> **What is needed**
Tally up the lines below with "https" in them. Answer with the number only.
________
PR #7300, opened 2024-09-05
Remove old IE9 code from svg-painter.js

TobiasBg:
Suggested patch for https://core.trac.wordpress.org/ticket/61995


SergeyBiryukov:
Thanks for the PR! Merged in [r58997](https://core.trac.wordpress.org/changeset/58997).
________
> **Solution to this task**
2